| What the exercise asks |
Write out exactly the line containing "request.POST.each do |k,v|" along with each line that follows it in the records below, and no others.

=====

PR #73, opened 2016-02-24
Support passing channels to Rack middleware via env['message_bus.channels']

jeremyevans:
This changes MessageBus::Rack::Middleware to recognize the
'message_bus.channels' env entry as the channels to use for the
request, in preference to creating a new Rack::Request object
and using Rack::Request#POST.

This makes it easier for earlier middleware or request handler to
handle access controls for channels.  Currently, to do so would
require messing with rack.input, which is kind of a pain.

To support setting the client.seq value, that can also be specified
as the 'message_bus.seq' env entry.

There is no change to backwards compatibility if the
'message_bus.channels' env entry is not present.

For an example of how I plan to use this with Roda:
http://pastie.org/pastes/10736290/text

### DIFF
--- a/lib/message_bus/rack/middleware.rb
+++ b/lib/message_bus/rack/middleware.rb
@@ -84,12 +84,21 @@ class MessageBus::Rack::Middleware
     client = MessageBus::Client.new(message_bus: @bus, client_id: client_id,
                                     user_id: user_id, site_id: site_id, group_ids: group_ids)
 
-    request = Rack::Request.new(env)
-    request.POST.each do |k,v|
-      if k == "__seq".freeze
-        client.seq = v.to_i
-      else
+    if channels = env['message_bus.channels']
+      if seq = env['message_bus.seq']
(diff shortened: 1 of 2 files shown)


SamSaffron:
Sure, looks good!

SamSaffron:
cool, also I have given you commit here in case you have any small fixes that you need to apply etc. :)

benlangfeld:
Would most apps not prefer to define a callback like the user/group lookup to do access control? Is there another use case for this feature?

SamSaffron:
Yes, however this allows us flexibility of doing auth in say NGINX LUA and then handling message bus in Ruby which is pretty enormous imo.

benlangfeld:
@SamSaffron How are lower-case values in the Rack::Env set from outside the Ruby process?

SamSaffron:
True, we should probably amend it so the feature is opt-in and then use a
proper HTTP header, it would keep both use cases working fine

=====

| Output |
-    request.POST.each do |k,v|
-      if k == "__seq".freeze
-        client.seq = v.to_i
-      else
+    if channels = env['message_bus.channels']
+      if seq = env['message_bus.seq']
(diff shortened: 1 of 2 files shown)


SamSaffron:
Sure, looks good!

SamSaffron:
cool, also I have given you commit here in case you have any small fixes that you need to apply etc. :)

benlangfeld:
Would most apps not prefer to define a callback like the user/group lookup to do access control? Is there another use case for this feature?

SamSaffron:
Yes, however this allows us flexibility of doing auth in say NGINX LUA and then handling message bus in Ruby which is pretty enormous imo.

benlangfeld:
@SamSaffron How are lower-case values in the Rack::Env set from outside the Ruby process?

SamSaffron:
True, we should probably amend it so the feature is opt-in and then use a
proper HTTP header, it would keep both use cases working fine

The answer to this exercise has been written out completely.